The Federal Reserve is widely expected to cut interest rates by 25 basis points at its upcoming meeting. This preemptive move aims to safeguard against a potential slowdown in the labor market and may not be the end of a series of cuts.
The continued rise in initial jobless claims signals a weakening labor market. While the government shutdown has delayed the release of many official economic data points, including the unemployment rate (last estimated at 4.3% in August), the overall trend suggests a slowdown.
Weaker-than-expected inflation data, including the Consumer Price Index (CPI) rising 3% year-over-year, has contributed to easing concerns about tariff-driven price pressures. More importantly, the Fed, after cutting rates by 25 basis points last month, included the phrase "additional adjustments" in its post-meeting statement.
Fed Vice Chair for Supervision Michelle Bowman has specifically noted that this wording signals potentially further rate cuts in the future. Analysts generally expect the Fed will not adjust this wording to signal a potential pause in the cutting cycle.
“While a decent chunk of the committee may want to signal that easing in December should not be taken for granted, we think the choice of this alternative wording may be too hawkish for the leadership,” wrote Michael Feroli, chief U.S. economist at JPMorgan.
Fed Chairman Jerome Powell is unlikely to suggest that a December rate cut is a foregone conclusion during the post-FOMC meeting press conference on Thursday. There are too many variables, including ongoing global trade negotiations, which could reshape expectations for inflation and broader economic growth.
Furthermore, the resumption of data releases after the government shutdown may mean that Fed policymakers will have three months of employment data between now and the December meeting, potentially altering their views on labor market conditions.
“Powell will likely keep all options on the table and will not pre-commit to specific actions before year-end,” stated economists from Deutsche Bank.
Financial markets are currently heavily betting that the Fed will cut interest rates again in December and January of next year.
The Trump administration has been publicly pressuring the Fed to lower interest rates, adding to the pressure on Powell as he navigates deep divisions within the FOMC.
Several Fed policymakers have called for caution on easing monetary policy, citing concerns about inflation exceeding the Fed's 2% target in recent years. However, more officials have expressed the view that further rate cuts are necessary to manage the risk of a deteriorating labor market.

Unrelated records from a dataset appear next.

PR #4619, opened 2021-01-12
Fix S2 map loader to load stones correctly

hessenfarmer:
I belive this was just a small typo that prevented Stones being present in S2 maps
probably fixes the issue reported on the forum
https://www.widelands.org/forum/topic/5100/

### DIFF
--- a/src/map_io/s2map.cc
+++ b/src/map_io/s2map.cc
@@ -573,8 +573,8 @@ void S2MapLoader::load_s2mf(Widelands::EditorGameBase& egbase) {
 	//   owner == 4 -> grey
 	//   owner == 6 -> green
 	//   owner == 6 -> orange
-	// TODO(hessenfarmer): this comment is not correct section 6 determines how the values of section 5
-	// are to be interpreted. Solution is working more the less though
+	// TODO(hessenfarmer): this comment is not correct section 6 determines how the values of section
+	// 5 are to be interpreted. Solution is working more the less though
 	section = load_s2mf_section(fr, mapwidth, mapheight);
 	if (!section) {
 		throw wexception("Section 6 (Ways) not found");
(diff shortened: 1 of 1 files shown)


Noordfrees (commented):
Could you also add another two `case` clauses for water and fish? According to the comments above those are also available in s2 maps but we don't seem to load them

hessenfarmer:
> 
> 
> Could you also add another two `case` clauses for water and fish? According to the comments above those are also available in s2 maps but we don't seem to load them

I was thinking about this. However from the documentation I found for the s2 maps (link inside a comment of s2map.cc) fish and water are infinite in s2, so we would need to add default values for the amount. But this is what our map loader in the game does anyway so this info is only missing in the editor not in the map itself. If we set them to one default value this would override our terrain dependent default values in the game. So I am undecided about this. 
Furthermore I need to think about scaling the amopunt of ressources avaiulable in s2 (1-7) to our max ressopurce value, but there I am undecided as well. 
This would need some testing which I am planning to do tonight.

Noordfrees:
> > Could you also add another two `case` clauses for water and fish? According to the comments above those are also available in s2 maps but we don't seem to load them
> 
> I was thinking about this. However from the documentation I found for the s2 maps (link inside a comment of s2map.cc) fish and water are infinite in s2, so we would need to add default values for the amount. But this is what our map loader in the game does anyway so this info is only missing in the editor not in the map itself. If we set them to one default value this would override our terrain dependent default values in the game. So I am undecided about this.

Good point, let's keep it as it is then. Please add a comment why we can ignore this info on loading though

> Furthermore I need to think about scaling the amopunt of ressources avaiulable in s2 (1-7) to our max ressopurce value, but there I am undecided as well.

That's already done below in line 747f (though it uses a hardcoded scaling factor instead of the ResourceDescr's max amount)

Noordfrees (approved):
LGTM (don't have an s2 map to test with)

hessenfarmer:
tested it successfully so merging thanks for the review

New Fed Governor Christopher Waller is likely to cast a dissenting vote, as he did last month, when he supported a 50 basis point rate cut. Waller is scheduled to return to his position as an economic advisor at the White House after his Fed term ends in January.
In addition to the interest rate decision, the Fed is also likely to signal this week that it will soon halt the shrinking of its balance sheet, potentially ending its so-called quantitative tightening as early as this month.